How to Read Poetry 101: Whys and Wherefores

Amal El-Mohtar How to read poetryWelcome, dear readers, to April, a month variously named sweet and cruel in poetry across the ages, and therefore uniquely appropriate to a series on How to Read Poetry. Over the next four weeks I want to transform you from a sheepish non-reader of poetry into a curious appreciator of it by doing the following:

  • Demonstrating that poetry is more than the dry dusty stuff people tried to cram down your throats in high school, and that you’re missing out on something awesome and important by shunning it wholesale.
  • Suggesting different ways of approaching poems you’re not understanding to help you figure out whether there’s something in here for you to enjoy or not.
  • Introducing you to the fantastic poetry of the authors whose fiction you may already love.

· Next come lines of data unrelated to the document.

PR #392, opened 2020-12-07
fixed crashes when using the gizmo without a camera

### LINKED ISSUE #387: Crash selecting Object without a camera

mandar1jn:
Fixed that HazelNut crashes when trying to use the gizmos without a camera in the scene

Issues this solves       | Closes #387 

#### Proposed fix 
It checks if there is a valid camera in the scene and if the scene is not null. If these both pass the IsValid function returns true. If one of them fails the IsValid function returns false and the gizmo isn't executed

### DIFF
--- a/Hazel/src/Hazel/Scene/Entity.h
+++ b/Hazel/src/Hazel/Scene/Entity.h
@@ -42,6 +42,13 @@ namespace Hazel {
 			m_Scene->m_Registry.remove<T>(m_EntityHandle);
 		}
 
+		bool IsValid() {
+			if (m_EntityHandle == entt::null) return false;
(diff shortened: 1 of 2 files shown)


LovelySanta:
This implementation is 99% equivalent to #390. Closing this as duplicate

What I won’t do is hold forth about things like the difference between synecdoche and metonymy or why some bits of Shakespeare are written in iambic pentameter while others are written in trochaic tetrameter. I love that stuff, but for my purposes here it’s besides the point. You don’t need to know these things to enjoy poetry; you don’t need to be able to tell the difference between a sonnet and a sestina to be spellbound by them. Rhyme schemes, verse forms and prosody are fascinating things, but my sense is that they’re also intricate and elaborate window dressing that has for too long obscured the window itself.